§ **How to complete this task**
Start with the first line of the data and end with the line that holds "Contributes to #5730."; write out each one exactly.

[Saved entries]
--

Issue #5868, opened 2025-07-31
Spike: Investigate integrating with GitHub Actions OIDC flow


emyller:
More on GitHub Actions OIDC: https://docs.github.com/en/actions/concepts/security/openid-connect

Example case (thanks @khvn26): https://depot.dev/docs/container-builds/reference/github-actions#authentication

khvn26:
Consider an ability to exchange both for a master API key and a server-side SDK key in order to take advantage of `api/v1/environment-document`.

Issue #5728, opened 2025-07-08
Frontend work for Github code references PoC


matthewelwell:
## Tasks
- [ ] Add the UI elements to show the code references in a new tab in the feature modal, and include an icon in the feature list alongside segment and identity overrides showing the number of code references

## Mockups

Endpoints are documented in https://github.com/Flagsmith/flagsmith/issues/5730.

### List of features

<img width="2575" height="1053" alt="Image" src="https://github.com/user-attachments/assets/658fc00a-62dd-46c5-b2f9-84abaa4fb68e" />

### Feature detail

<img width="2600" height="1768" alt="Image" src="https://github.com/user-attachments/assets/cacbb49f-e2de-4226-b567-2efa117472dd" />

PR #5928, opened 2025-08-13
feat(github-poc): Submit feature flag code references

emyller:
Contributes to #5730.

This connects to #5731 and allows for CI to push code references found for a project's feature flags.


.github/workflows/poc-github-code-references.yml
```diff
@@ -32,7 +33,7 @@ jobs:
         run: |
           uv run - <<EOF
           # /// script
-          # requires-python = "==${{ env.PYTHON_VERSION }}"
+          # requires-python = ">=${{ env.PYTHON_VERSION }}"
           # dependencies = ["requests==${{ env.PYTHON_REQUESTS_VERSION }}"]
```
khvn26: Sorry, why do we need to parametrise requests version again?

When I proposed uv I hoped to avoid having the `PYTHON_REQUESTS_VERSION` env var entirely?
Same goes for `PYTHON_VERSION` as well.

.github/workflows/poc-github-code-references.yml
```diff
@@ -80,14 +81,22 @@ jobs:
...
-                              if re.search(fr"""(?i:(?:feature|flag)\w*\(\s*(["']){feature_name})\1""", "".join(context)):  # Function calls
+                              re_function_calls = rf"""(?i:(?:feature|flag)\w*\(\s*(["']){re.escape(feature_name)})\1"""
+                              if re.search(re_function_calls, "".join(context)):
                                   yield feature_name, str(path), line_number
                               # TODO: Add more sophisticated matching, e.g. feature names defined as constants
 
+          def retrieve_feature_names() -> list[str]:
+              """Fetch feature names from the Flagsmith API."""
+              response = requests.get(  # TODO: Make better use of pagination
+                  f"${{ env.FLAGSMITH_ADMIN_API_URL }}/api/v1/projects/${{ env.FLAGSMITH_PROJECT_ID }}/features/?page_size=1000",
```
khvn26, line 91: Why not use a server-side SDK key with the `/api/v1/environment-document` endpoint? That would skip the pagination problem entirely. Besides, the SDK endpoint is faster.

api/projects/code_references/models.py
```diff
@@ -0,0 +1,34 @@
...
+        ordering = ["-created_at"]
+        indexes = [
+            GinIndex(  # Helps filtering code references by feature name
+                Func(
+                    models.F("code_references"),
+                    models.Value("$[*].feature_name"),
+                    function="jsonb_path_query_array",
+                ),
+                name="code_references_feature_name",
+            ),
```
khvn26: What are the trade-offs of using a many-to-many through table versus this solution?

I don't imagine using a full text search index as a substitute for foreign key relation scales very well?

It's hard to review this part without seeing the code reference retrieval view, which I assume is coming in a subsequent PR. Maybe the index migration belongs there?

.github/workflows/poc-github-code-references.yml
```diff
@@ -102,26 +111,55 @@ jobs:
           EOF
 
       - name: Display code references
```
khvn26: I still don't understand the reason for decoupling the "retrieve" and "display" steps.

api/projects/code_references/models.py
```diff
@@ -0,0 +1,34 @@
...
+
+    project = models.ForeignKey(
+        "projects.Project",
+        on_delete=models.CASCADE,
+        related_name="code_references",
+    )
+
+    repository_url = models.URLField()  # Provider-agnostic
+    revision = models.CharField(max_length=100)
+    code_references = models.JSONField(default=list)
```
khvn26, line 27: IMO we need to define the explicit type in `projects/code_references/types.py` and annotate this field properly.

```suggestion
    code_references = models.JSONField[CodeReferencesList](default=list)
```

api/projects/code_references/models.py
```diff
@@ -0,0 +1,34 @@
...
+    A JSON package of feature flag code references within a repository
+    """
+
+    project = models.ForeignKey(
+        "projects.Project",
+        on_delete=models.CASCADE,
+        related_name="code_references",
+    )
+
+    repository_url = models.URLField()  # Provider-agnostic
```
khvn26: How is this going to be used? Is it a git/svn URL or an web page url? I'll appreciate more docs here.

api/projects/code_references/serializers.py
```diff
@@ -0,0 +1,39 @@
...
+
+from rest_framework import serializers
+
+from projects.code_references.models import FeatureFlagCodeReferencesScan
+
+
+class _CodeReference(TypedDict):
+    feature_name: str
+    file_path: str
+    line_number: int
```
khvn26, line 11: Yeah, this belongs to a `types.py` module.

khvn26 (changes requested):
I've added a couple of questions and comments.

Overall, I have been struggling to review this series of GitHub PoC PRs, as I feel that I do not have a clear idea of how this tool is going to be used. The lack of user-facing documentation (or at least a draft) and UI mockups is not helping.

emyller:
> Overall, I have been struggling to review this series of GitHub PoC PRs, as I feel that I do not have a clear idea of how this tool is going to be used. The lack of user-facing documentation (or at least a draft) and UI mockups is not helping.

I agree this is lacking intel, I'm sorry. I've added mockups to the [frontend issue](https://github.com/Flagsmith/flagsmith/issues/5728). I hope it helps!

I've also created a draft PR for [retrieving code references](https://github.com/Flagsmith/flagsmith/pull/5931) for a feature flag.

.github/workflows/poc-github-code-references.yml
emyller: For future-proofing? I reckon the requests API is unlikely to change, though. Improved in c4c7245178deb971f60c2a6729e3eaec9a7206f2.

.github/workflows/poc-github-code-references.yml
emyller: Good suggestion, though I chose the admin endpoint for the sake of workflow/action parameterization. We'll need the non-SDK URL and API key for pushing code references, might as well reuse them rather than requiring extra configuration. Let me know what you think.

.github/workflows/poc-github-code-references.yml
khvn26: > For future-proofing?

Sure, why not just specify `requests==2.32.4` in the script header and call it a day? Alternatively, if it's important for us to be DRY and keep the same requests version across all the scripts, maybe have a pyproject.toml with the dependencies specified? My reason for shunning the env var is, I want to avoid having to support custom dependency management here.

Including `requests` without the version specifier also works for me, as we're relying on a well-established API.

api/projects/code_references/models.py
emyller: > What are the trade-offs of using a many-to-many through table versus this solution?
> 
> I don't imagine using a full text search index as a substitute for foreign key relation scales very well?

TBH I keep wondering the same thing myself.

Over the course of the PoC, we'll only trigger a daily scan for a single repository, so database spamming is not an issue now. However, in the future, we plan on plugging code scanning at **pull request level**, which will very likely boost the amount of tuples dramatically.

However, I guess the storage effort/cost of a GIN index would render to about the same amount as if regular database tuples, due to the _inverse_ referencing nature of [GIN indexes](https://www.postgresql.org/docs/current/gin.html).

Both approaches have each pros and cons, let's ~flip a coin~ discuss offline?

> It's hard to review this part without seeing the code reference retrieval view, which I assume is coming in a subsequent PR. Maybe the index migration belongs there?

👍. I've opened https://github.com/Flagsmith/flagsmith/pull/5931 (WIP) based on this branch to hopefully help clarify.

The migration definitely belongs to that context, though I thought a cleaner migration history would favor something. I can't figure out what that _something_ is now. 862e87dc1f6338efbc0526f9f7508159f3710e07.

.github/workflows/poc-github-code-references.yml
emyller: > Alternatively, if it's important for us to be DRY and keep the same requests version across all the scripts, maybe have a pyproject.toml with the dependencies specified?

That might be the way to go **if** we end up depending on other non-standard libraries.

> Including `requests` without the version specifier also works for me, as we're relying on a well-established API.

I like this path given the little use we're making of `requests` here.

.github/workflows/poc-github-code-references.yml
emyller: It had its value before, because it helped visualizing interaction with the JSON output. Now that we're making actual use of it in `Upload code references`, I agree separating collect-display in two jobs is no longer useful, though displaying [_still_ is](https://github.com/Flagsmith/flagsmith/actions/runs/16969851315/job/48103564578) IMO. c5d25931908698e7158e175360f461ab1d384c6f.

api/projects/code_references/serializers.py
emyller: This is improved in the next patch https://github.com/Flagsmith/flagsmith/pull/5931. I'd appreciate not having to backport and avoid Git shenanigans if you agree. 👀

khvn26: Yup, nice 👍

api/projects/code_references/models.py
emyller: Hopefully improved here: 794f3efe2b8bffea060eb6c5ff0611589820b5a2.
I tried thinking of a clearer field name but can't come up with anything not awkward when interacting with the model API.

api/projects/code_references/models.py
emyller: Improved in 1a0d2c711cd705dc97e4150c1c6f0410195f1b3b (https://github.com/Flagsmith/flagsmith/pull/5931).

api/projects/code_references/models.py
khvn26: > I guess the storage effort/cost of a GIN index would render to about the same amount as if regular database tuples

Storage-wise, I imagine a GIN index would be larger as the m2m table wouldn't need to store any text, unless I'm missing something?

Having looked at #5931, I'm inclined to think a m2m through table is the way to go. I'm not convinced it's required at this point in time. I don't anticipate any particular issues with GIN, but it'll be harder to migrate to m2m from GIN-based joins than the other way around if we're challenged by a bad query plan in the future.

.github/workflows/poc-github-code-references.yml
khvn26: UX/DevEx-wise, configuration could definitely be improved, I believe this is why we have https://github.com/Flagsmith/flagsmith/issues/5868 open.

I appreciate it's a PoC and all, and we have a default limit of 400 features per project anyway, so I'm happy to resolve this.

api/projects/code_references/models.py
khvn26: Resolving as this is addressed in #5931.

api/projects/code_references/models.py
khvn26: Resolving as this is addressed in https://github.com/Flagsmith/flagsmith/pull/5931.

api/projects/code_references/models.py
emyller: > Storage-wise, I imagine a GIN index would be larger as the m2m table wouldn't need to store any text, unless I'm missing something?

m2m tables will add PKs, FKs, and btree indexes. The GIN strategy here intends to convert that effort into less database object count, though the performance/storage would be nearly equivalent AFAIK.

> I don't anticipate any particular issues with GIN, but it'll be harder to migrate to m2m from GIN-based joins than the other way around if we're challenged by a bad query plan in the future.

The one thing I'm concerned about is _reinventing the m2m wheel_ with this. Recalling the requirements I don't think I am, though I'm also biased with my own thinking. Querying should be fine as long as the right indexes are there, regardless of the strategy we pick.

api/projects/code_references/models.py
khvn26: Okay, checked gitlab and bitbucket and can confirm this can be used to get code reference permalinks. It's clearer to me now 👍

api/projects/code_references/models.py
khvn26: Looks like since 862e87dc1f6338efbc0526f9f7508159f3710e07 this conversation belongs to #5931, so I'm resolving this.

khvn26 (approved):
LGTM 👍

--

§ **Task solution**
Issue #5868, opened 2025-07-31
Spike: Investigate integrating with GitHub Actions OIDC flow


emyller:
More on GitHub Actions OIDC: https://docs.github.com/en/actions/concepts/security/openid-connect

Example case (thanks @khvn26): https://depot.dev/docs/container-builds/reference/github-actions#authentication

khvn26:
Consider an ability to exchange both for a master API key and a server-side SDK key in order to take advantage of `api/v1/environment-document`.

Issue #5728, opened 2025-07-08
Frontend work for Github code references PoC


matthewelwell:
## Tasks
- [ ] Add the UI elements to show the code references in a new tab in the feature modal, and include an icon in the feature list alongside segment and identity overrides showing the number of code references

## Mockups

Endpoints are documented in https://github.com/Flagsmith/flagsmith/issues/5730.

### List of features

<img width="2575" height="1053" alt="Image" src="https://github.com/user-attachments/assets/658fc00a-62dd-46c5-b2f9-84abaa4fb68e" />

### Feature detail

<img width="2600" height="1768" alt="Image" src="https://github.com/user-attachments/assets/cacbb49f-e2de-4226-b567-2efa117472dd" />

PR #5928, opened 2025-08-13
feat(github-poc): Submit feature flag code references

emyller:
Contributes to #5730.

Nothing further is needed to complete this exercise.